Among the lines below, some may contain the string "seqOp". Say how many do, and give nothing besides the number.

☆ ☆ ☆ ☆

PR #7830, opened 2024-11-16
[Calyx] Lower SCF parallel op to Calyx

jiahanxie353:
This patch lowers `scf::parallel` to Calyx, assuming that all induction variables can be statically derived and that `scf::reduce` does not have operands.

### DIFF
--- a/lib/Conversion/SCFToCalyx/SCFToCalyx.cpp
+++ b/lib/Conversion/SCFToCalyx/SCFToCalyx.cpp
@@ -1595,7 +1595,6 @@ private:
           // All combinations have been generated
           done = true;
       }
-
       if (done)
         break;
     }
@@ -1662,8 +1661,11 @@ private:
 
         /// Only schedule the 'after' block. The 'before' block is
         /// implicitly scheduled when evaluating the while condition.
-        LogicalResult res = buildCFGControl(path, rewriter, whileBodyOpBlock,
-                                            block, whileOp.getBodyBlock());
+        if (LogicalResult result =
+                buildCFGControl(path, rewriter, whileBodyOpBlock, block,
+                                whileOp.getBodyBlock());
+            result.failed())
+          return result;
 
         // Insert loop-latch at the end of the while group
         rewriter.setInsertionPointToEnd(whileBodyOpBlock);
@@ -1671,9 +1673,6 @@ private:
             getState<ComponentLoweringState>().getWhileLoopLatchGroup(whileOp);
         rewriter.create<calyx::EnableOp>(whileLatchGroup.getLoc(),
                                          whileLatchGroup.getName());
-
-        if (res.failed())
-          return res;
       } else if (auto *parSchedPtr = std::get_if<ParScheduleable>(&group)) {
         auto parOp = parSchedPtr->parOp;
         auto calyxParOp = rewriter.create<calyx::ParOp>(parOp.getLoc());
@@ -1682,11 +1681,11 @@ private:
           rewriter.setInsertionPointToEnd(calyxParOp.getBodyBlock());
           auto seqOp = rewriter.create<calyx::SeqOp>(parOp.getLoc());
           rewriter.setInsertionPointToEnd(seqOp.getBodyBlock());
-          res = scheduleBasicBlock(rewriter, path, seqOp.getBodyBlock(),
-                                   &innerBlock);
+          if (res = scheduleBasicBlock(rewriter, path, seqOp.getBodyBlock(),
+                                       &innerBlock);
+              res.failed())
+            return res;
         }
-        if (res.failed())
-          return res;
       } else if (auto *forSchedPtr = std::get_if<ForScheduleable>(&group);
                  forSchedPtr) {
         auto forOp = forSchedPtr->forOp;
@@ -1701,8 +1700,10 @@ private:
         auto *forBodyOpBlock = forBodyOp.getBodyBlock();
 
         // Schedule the body of the for loop.
-        LogicalResult res = buildCFGControl(path, rewriter, forBodyOpBlock,
-                                            block, forOp.getBodyBlock());
+        if (LogicalResult res = buildCFGControl(path, rewriter, forBodyOpBlock,
+                                                block, forOp.getBodyBlock());
+            res.failed())
+          return res;
 
         // Insert loop-latch at the end of the while group.
         rewriter.setInsertionPointToEnd(forBodyOpBlock);
@@ -1710,8 +1711,6 @@ private:
             getState<ComponentLoweringState>().getForLoopLatchGroup(forOp);
         rewriter.create<calyx::EnableOp>(forLatchGroup.getLoc(),
                                          forLatchGroup.getName());
-        if (res.failed())
-          return res;
       } else if (auto *ifSchedPtr = std::get_if<IfScheduleable>(&group);
                  ifSchedPtr) {
         auto ifOp = ifSchedPtr->ifOp;
--- a/lib/Conversion/SCFToCalyx/SCFToCalyx.cpp
+++ b/lib/Conversion/SCFToCalyx/SCFToCalyx.cpp
@@ -119,10 +119,15 @@ struct CallScheduleable {
   func::CallOp callOp;
 };
 
+struct ParScheduleable {
+  /// Parallel operation to schedule.
+  scf::ParallelOp parOp;
+};
+
 /// A variant of types representing scheduleable operations.
 using Scheduleable =
     std::variant<calyx::GroupOp, WhileScheduleable, ForScheduleable,
-                 IfScheduleable, CallScheduleable>;
+                 IfScheduleable, CallScheduleable, ParScheduleable>;
 
 class IfLoweringStateInterface {
 public:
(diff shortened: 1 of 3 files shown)


lib/Conversion/SCFToCalyx/SCFToCalyx.cpp
```diff
@@ -1093,6 +1103,19 @@ LogicalResult BuildOpGroups::buildOp(PatternRewriter &rewriter,
   return success();
 }
 
+LogicalResult BuildOpGroups::buildOp(PatternRewriter &rewriter,
+                                     scf::ReduceOp reduceOp) const {
+  if (!reduceOp.getOperands().empty())
```
cgyurgyik, line 1108: It might be nice here to emit some error message, since this might be a surprising pre-condition.

lib/Conversion/SCFToCalyx/SCFToCalyx.cpp
```diff
@@ -1481,6 +1504,75 @@ class BuildIfGroups : public calyx::FuncOpPartialLoweringPattern {
...
+    rewriter.setInsertionPointAfter(scfParOp);
+    scf::ParallelOp newParOp = scfParOp.cloneWithoutRegions();
+    auto loc = newParOp.getLoc();
+    rewriter.insert(newParOp);
+    OpBuilder insideBuilder(newParOp);
+    Block *currBlock = nullptr;
+    auto &region = newParOp.getRegion();
+    IRMapping operandMap;
+    std::function<void(SmallVector<int64_t, 4> &, unsigned)> genIVCombinations;
+    genIVCombinations = [&](SmallVector<int64_t, 4> &indices, unsigned dim) {
```
cgyurgyik, line 1544: Suggestion: what about making this its own function? Its quite large for a lambda function. I would also generally suggest avoid recursion in compilers, as this can lead to stack overflow.

lib/Conversion/SCFToCalyx/SCFToCalyx.cpp
```diff
@@ -1547,6 +1640,19 @@ class BuildControl : public calyx::FuncOpPartialLoweringPattern {
         rewriter.create<calyx::EnableOp>(whileLatchGroup.getLoc(),
                                          whileLatchGroup.getName());
 
+        if (res.failed())
```
cgyurgyik, line 1643: Why was this added here, and not above where the result is?

```
if (LogicalResult result = buildCFGControl(path, rewriter, whileBodyOpBlock, block, whileOp.getBodyBlock()); result.failed()) {
  return result;
}
```

lib/Conversion/SCFToCalyx/SCFToCalyx.cpp
```diff
@@ -1547,6 +1640,19 @@ class BuildControl : public calyx::FuncOpPartialLoweringPattern {
...
+          return res;
+      } else if (auto *parSchedPtr = std::get_if<ParScheduleable>(&group)) {
+        auto parOp = parSchedPtr->parOp;
+        auto calyxParOp = rewriter.create<calyx::ParOp>(parOp.getLoc());
+        LogicalResult res = LogicalResult::success();
+        for (auto &innerBlock : parOp.getRegion().getBlocks()) {
+          rewriter.setInsertionPointToEnd(calyxParOp.getBodyBlock());
+          auto seqOp = rewriter.create<calyx::SeqOp>(parOp.getLoc());
+          rewriter.setInsertionPointToEnd(seqOp.getBodyBlock());
+          res = scheduleBasicBlock(rewriter, path, seqOp.getBodyBlock(),
```
cgyurgyik, line 1653: Don't you need to check this upon each iteration instead of overwriting it?

lib/Conversion/SCFToCalyx/SCFToCalyx.cpp
```diff
@@ -1093,6 +1103,19 @@ LogicalResult BuildOpGroups::buildOp(PatternRewriter &rewriter,
   return success();
 }
 
+LogicalResult BuildOpGroups::buildOp(PatternRewriter &rewriter,
+                                     scf::ReduceOp reduceOp) const {
+  if (!reduceOp.getOperands().empty())
+    return failure();
+  return success();
```
cgyurgyik, line 1110: Suggestion:

```suggestion
    return reduceOp.getOperands().empty() ? success() : failure();
```

lib/Conversion/SCFToCalyx/SCFToCalyx.cpp
```diff
@@ -1481,6 +1504,75 @@ class BuildIfGroups : public calyx::FuncOpPartialLoweringPattern {
...
 };
 
+class BuildParGroups : public calyx::FuncOpPartialLoweringPattern {
+  using FuncOpPartialLoweringPattern::FuncOpPartialLoweringPattern;
+
+  LogicalResult
+  partiallyLowerFuncToComp(FuncOp funcOp,
+                           PatternRewriter &rewriter) const override {
+    LogicalResult res = success();
+    funcOp.walk([&](Operation *op) {
```
cgyurgyik, line 1514: Can't you just walk `scf::ParallelOp`s?

lib/Conversion/SCFToCalyx/SCFToCalyx.cpp
```diff
@@ -1481,6 +1504,75 @@ class BuildIfGroups : public calyx::FuncOpPartialLoweringPattern {
...
+          return WalkResult::interrupt();
+        }
+      return WalkResult::advance();
+    });
+
+    return res;
+  }
+
+private:
+  LogicalResult partialEval(PatternRewriter &rewriter,
```
cgyurgyik, line 1527: Add documentation please so someone understands what you're trying to achieve.

lib/Conversion/SCFToCalyx/SCFToCalyx.cpp
jiahanxie353: you are right, i just copied the code from the previous PR

lib/Conversion/SCFToCalyx/SCFToCalyx.cpp
jiahanxie353: making it to a while loop now

lib/Conversion/SCFToCalyx/SCFToCalyx.cpp
```diff
@@ -1093,6 +1103,21 @@ LogicalResult BuildOpGroups::buildOp(PatternRewriter &rewriter,
   return success();
 }
 
+LogicalResult BuildOpGroups::buildOp(PatternRewriter &rewriter,
+                                     scf::ReduceOp reduceOp) const {
+  // we don't handle reduce operation and simply return success for now since
+  // because BuildParGroups would have already emitted an error and exited early
```
cgyurgyik, line 1109:
```suggestion
  // BuildParGroups would have already emitted an error and exited early
```

lib/Conversion/SCFToCalyx/SCFToCalyx.cpp
```diff
@@ -1481,6 +1506,104 @@ class BuildIfGroups : public calyx::FuncOpPartialLoweringPattern {
...
 
+class BuildParGroups : public calyx::FuncOpPartialLoweringPattern {
+  using FuncOpPartialLoweringPattern::FuncOpPartialLoweringPattern;
+
+  LogicalResult
+  partiallyLowerFuncToComp(FuncOp funcOp,
+                           PatternRewriter &rewriter) const override {
+    WalkResult walkResult = funcOp.walk([&](scf::ParallelOp scfParOp) {
+      if (!scfParOp.getResults().empty())
+        return scfParOp.emitError("Currently don't support reduce operation"),
```
cgyurgyik, line 1517: (I'm personally not a fan of the comma operator used in this situation, I don't think we gain much from it other than a lack of curly braces I guess)

lib/Conversion/SCFToCalyx/SCFToCalyx.cpp
```diff
@@ -1537,18 +1661,31 @@ class BuildControl : public calyx::FuncOpPartialLoweringPattern {
...
             getState<ComponentLoweringState>().getWhileLoopLatchGroup(whileOp);
         rewriter.create<calyx::EnableOp>(whileLatchGroup.getLoc(),
                                          whileLatchGroup.getName());
-
-        if (res.failed())
-          return res;
+      } else if (auto *parSchedPtr = std::get_if<ParScheduleable>(&group)) {
+        auto parOp = parSchedPtr->parOp;
+        auto calyxParOp = rewriter.create<calyx::ParOp>(parOp.getLoc());
+        LogicalResult res = LogicalResult::success();
```
cgyurgyik, line 1679: Is this initialization needed? Can we just initialize `res` in the if statement below?

lib/Conversion/SCFToCalyx/SCFToCalyx.cpp
cgyurgyik, line 1517:
```suggestion
        return scfParOp.emitError("Reduce operations in scf.parallel is not supported yet"),
```

cgyurgyik (commented):
Nice! A few smaller comments.

cgyurgyik (approved):
LGTM! Thanks for your patience, feel free to merge when CI passes.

☆ ☆ ☆ ☆

== Answer to the problem ==
7